Hatha Yoga Pradipika Verses 103-104

“All of the all the processes of hatha and laya yoga are but the means to attain raja yoga. (samadhi) One who attains Raja yoga is victorious over time (death).” (Bihar edition and translation)

Perhaps when you were a child you experienced being measured. Sometimes parents make marks on the wall to emphasize how much a child has grown physically. As children we were measured physically, intellectually, emotionally… how we are growing? Then at some point the nature of that measuring starts to compare itself to an end point rather than the beginning point.  We mark a wrinkle (one step towards old age) A gray hair (another step towards old age). Perhaps we worry more about a physical symptom than we would have when our hair was colored rich and deep and our skin was rosy and clear.  One great blessing of combining the inner and outer yogas is that the processes are designed to liberate us from time. A mark of a well-done yoga practice is that decline is minimized and many times even reversed. One advantage of studying the tales of the great accomplished masters is that they completely transcend time. They choose when to leave the body behind. It’s a great teaching. There are many records  (Paramahansa Yogananda, Shri Brahamananda Saraswati ) of enlightened beings whose bodies did not compose after death but remained intact as their devotees prepared the funeral rites. When Shri Brahmananda Saraswati was cremated it is said that his ashes were pure and white as snow. He also regenerated his body and brain after a stroke through study and practice of Sanskrit (an energetically based yoga practice).

What does that mean for us as contemporary yogis? We don’t really know. We don’t really know what that means. Will we be immortal? Do we want to be immortal? Will we just stay lively? Will we live on as souls beyond the body?
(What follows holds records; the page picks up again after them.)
PR #873, opened 2025-05-21
Added validation in GetPlayers & added 2 new functions in WeaponServices

Cruze03:
**feat**: Additional validation in `GetPlayers()` .
**feat:** `DropWeapon` & `SelectWeapon` in WeaponServices.
**update:** `RemoveItemByDesignerName` with new DropWeapon function.

### DIFF
--- a/managed/CounterStrikeSharp.API/Core/Model/CBaseEntity.cs
+++ b/managed/CounterStrikeSharp.API/Core/Model/CBaseEntity.cs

What we do know is that well-done yoga is a rejuvenating practice.  It’s hormonal, it’s energetic, it’s the nervous system but essentially to tap into the field of consciousness is to tap into that place beyond time and that is infinite.  To keep the spiritual dimensions of the practice front and center. Serenity makes for a great facelift.
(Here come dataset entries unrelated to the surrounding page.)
PR #889, opened 2025-06-08
feat: Implement `GetRegister`

ELDment:
The `GetRegister` function may be redundant, but it is particularly important when making hooks for special functions. Due to the hook callback control flow, it is difficult to get the real value of volatile registers using pure C#. This PR implements this function in the Native layer and provides an easy-to-use interface on the managed side. It has been tested on Windows and runs perfectly without any problems.

Btw. I really hope it can be merged as it would greatly help our plugins development!‌ 👍💡

### Add
T DynamicHook.GetRegister(DHookRegister index)

### Usage
```CSharp
private MemoryFunctionVoid<nint, nint> unkfunc = new("48 89 5C 24 ? 57 48 81 EC ? ? ? ? 0F 29 74 24 ? 48 8B DA 0F 29 7C 24 ? 48 8D 54 24 ? 48 8B F9");

unkfunc.Hook((h) => {
	M128A m128A = h.GetRegister<M128A>(DHookRegister.XMM0);

	Console.WriteLine($"{h.GetRegister<nint>(DHookRegister.ECX_RCX)} - {h.GetParam<nint>(0)}"); // Same results
	Console.WriteLine($"Return：{m128A.GetDouble(0)}");

	return HookResult.Continue;
}, HookMode.Post);
```


managed/CounterStrikeSharp.API/Core/ScriptContext.cs
```diff
@@ -466,6 +466,21 @@ internal unsafe object GetResult(Type type, byte* ptr)
...
+
+				if (dataPointer == IntPtr.Zero)
+				{
+					// This means C++ returned a null pointer. Handle as appropriate.
+					// For now, throwing, as the original NRE was due to the generic path returning null for M128A.
+					throw new NativeException("Native function returned a null pointer for M128A result.");
+				}
+				// Marshal the data from the location pointed to by dataPointer
+				return Marshal.PtrToStructure<CounterStrikeSharp.API.Modules.Memory.M128A>(dataPointer);
+			}
```
KillStr3aK, line 482: I think you shouldn't use the full import path for the `M128A` type

```csharp
using CounterStrikeSharp.API.Modules.Memory;
```

```csharp
typeof(M128A)
```

```csharp
return Marshal.PtrToStructure<M128A>(dataPointer);
```

or if you'd like to make it clear where the type is coming from maybe use `Memory.M128A`

KillStr3aK:
LGTM, [CompatibilitySuppressions.xml](https://github.com/roflmuffin/CounterStrikeSharp/pull/889/files#diff-c004310e06f4f06b847fcef2a189c1d18cc0e9eae3f7d168b328aac388ddab34) should be removed tho

also the clang format should be fixed

ELDment:
~

ELDment:
~

PR #895, opened 2025-06-15
Improve FunctionReference trace logging with real user stack origin

SlynxCZ:
### Summary

This PR adds structured callback trace registration to CounterStrikeSharp by capturing the *actual user-level stack frame* that registered a delegate. 

This feature by itself does **not change runtime behavior** or add logging — it’s purely structural and performance-neutral. It prepares the internal architecture for advanced debugging and crash diagnostics without introducing risk to existing systems.

---

#### Old output (completely unhelpful):
`[23:40:30.477] CSSharp: Native 5df2e20d was invoked on a non-main thread`

This gives no information about which plugin or part of the code triggered it.

#### New trace (fully traceable via my external MM plugin):
`[CALLBACK TRACE] name='MyPlugin+<>c__DisplayClass7_0.<OnMapStart>b__0'
callerStack(top)='MyPlugin.OnMapStart @ MyPlugin.cs:42'`

This reveals exactly which delegate was registered and where — essential for diagnosing crashes, thread violations, or slow callbacks.

---

### Implementation

- Adds a filtered `StackTrace(2, true)` inside `FunctionReference.CreateWrappedCallback()`
- Skips internal frames (e.g. `CounterStrikeSharp`, `SafeExecutor`, compiler-generated closure types)
- Passes the first meaningful frame to `RegisterCallbackTrace(...)`
- Does **not** log anything directly — avoids console spam or runtime overhead

This is a backend-only improvement that enables external tooling support.

---

### AcceleratorCSS Integration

How do we make this more tangible? The usual choices for this kind of experiment are meditation or chanting. The point is your body will change through these practices.  And you can practice it and find out.  Just note that other lifestyle choices will mitigate your results.  Wise lifestyle choices will enhance them. 
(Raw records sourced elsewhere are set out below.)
PR #905, opened 2025-06-27
Implement CVariant functions

zonical:
Implements functions related to `variant_t` / `CVariant` classes. New PR as the old branch went extremely stale.


roflmuffin:
Are the GameEvents file changes required?

zonical:
> Are the GameEvents file changes required?

Nope! Those should be reverted now :)
A thing worth noting is that `fieldtype_t` was updated to have fields such as `FIELD_INTEGER` and `FIELD_FLOAT` converted to `FIELD_INT32` and `FIELD_FLOAT32` respectively. This shouldn't have a *major* impact on things, as I believe the `FIELD_STTRING` type will cover most use cases. It's possible to add 64-bit-specific functions later on if required.

zonical:
@roflmuffin any progress on the review?

roflmuffin (approved):

PR #911, opened 2025-07-02
Fixes for game update 1.40.8.5 (03.07.2025)

AspectUnk:
The old `Host_Say` signature now points to a different function
image


Fess23:
Worked

KillStr3aK:
based on the discord messages we also need a new schema dump as the heavy armor has been removed from the game (not sure about what else) but this also gonna break plugins that accessed these schema members

AspectUnk:
@KillStr3aK It can be replaced with a dummy value to preserve backward compatibility, and also marked as obsolete. In the end, it's up to the community or the author to decide.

For me the door which opened the understanding of this spirit body connection was yogic chanting. I knew it immediately even though I was not spiritually or athletically accomplished. I was living in New York and had much pain in my body — weight training, aerobics, desk work, crazy diet — so many possible culprits for the pain. After finding no remedy that was clear through the western medicine lens I started yoga to ease the pain.

I noticed almost immediately that if the class started with an Om  my body didn’t hurt as much during class. I thought it was a goofy thing and I made jokes about it. I figured I was imagining things, but then I found the Jivamukti Yoga Center in New York. Chanting was central to that practice,  and I learned there that the ancient yogis understood that the body is made of sound. To those I spoke with and studied with there, when I made the statement that my practice was better if I Om’d first, it made perfect sense. I stayed with that practice for years and experienced many complex postures that I never imagined that I would do in part because my relationship with my body changed as I worked with this understanding that the body was made of sound. Things I could never imagine at 29 opened up for me as I moved towards and through a so called middle age. I am now 58 and I have less pain in my body than I did at age 29 – even in the wake of injury.

For this I rely on my yoga practice.

For the practitioner I believe that the bottom line of this is that we begin to consider that our bodies are not our masters — our hearts and our souls are. To embrace the spiritual aspects of the practice is not to deny the body but to nourish it at a deep level — beyond DNA, consciousness (which is experienced through practice) nourishes our very cells. You will be strengthened by it and it will cost you nothing to try.